BEGIN Given data

PR #522, opened 2020-07-06
Gh520 bitstream limits

### LINKED ISSUE #520: Limit size of BitStream / CompositeId
**What Happened**
There is currently no limit on the declared bit length of a `BitStream` or `CompositeId`.  This means that a user could pass `?s1=s1:100000000:` to any endpoint that takes an `s1` encoded `CompositeId` parameter, and right now it would allocate a 500 MB `Uint8Array` before even noticing the length mismatch.  By crafting a `CompositeId` with a high enough declared bit length, this can cause a denial-of-service via OOM crash.

**What Should Happen**
There should be a limit _somewhere_ on the declared length of `CompositeId` values passed to our APIs, and this limit should be enforced as soon as possible - and definitely before allocating the decoding buffer.

**Additional Notes**
We may also want to add a rule in our `Joi.compositeId()` wrapper, so that this can be verified at time of API call.

As per [this SO question](https://stackoverflow.com/questions/32763165/node-js-http-get-url-length-limitation), `node` enforces a limit of 80kB for headers + URL.  That corresponds to ~16k features, which is much larger than any practical multi-location selection limit.

One possibility is to change the `BitStream` encoding itself: we could drop the `len` section and add a character at the end of the `b64` section whose purpose is to encode `bitLength % 6`.  We could use any six base 64 characters, or perhaps the "marks" from [RFC 2396](https://www.ietf.org/rfc/rfc2396.txt) (e.g. `.!~*()`) if we need to distinguish this character from `b64` values.  We could also replace the `len` section with a `mod` section for this purpose, such that the bit length would become `b64.length * 6 + decodeMod(mod)`.  By doing this, we get rid of the potential to craft a malicious `len` value - we would still need an explicit limit, but that limit becomes easier to impose.

candu:
# Issue Addressed
This PR closes #520 .

# Description
We change the format of `BitStream` to `${mod}${b64}`, where `${mod}` is a single base-64 character representing `bitLength % 6` and `${b64}` contains base-64-encoded bits as before.  We also impose a limit, `CompositeId.MAX_LENGTH`, on the size of a `CompositeId`-encoded string.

END Given data

Activity: What should be returned is the run of lines from the first line of the material through the line containing "As per [this", exact and inclusive, and nothing else.

Response to the task:
PR #522, opened 2020-07-06
Gh520 bitstream limits

### LINKED ISSUE #520: Limit size of BitStream / CompositeId
**What Happened**
There is currently no limit on the declared bit length of a `BitStream` or `CompositeId`.  This means that a user could pass `?s1=s1:100000000:` to any endpoint that takes an `s1` encoded `CompositeId` parameter, and right now it would allocate a 500 MB `Uint8Array` before even noticing the length mismatch.  By crafting a `CompositeId` with a high enough declared bit length, this can cause a denial-of-service via OOM crash.

**What Should Happen**
There should be a limit _somewhere_ on the declared length of `CompositeId` values passed to our APIs, and this limit should be enforced as soon as possible - and definitely before allocating the decoding buffer.

**Additional Notes**
We may also want to add a rule in our `Joi.compositeId()` wrapper, so that this can be verified at time of API call.

As per [this SO question](https://stackoverflow.com/questions/32763165/node-js-http-get-url-length-limitation), `node` enforces a limit of 80kB for headers + URL.  That corresponds to ~16k features, which is much larger than any practical multi-location selection limit.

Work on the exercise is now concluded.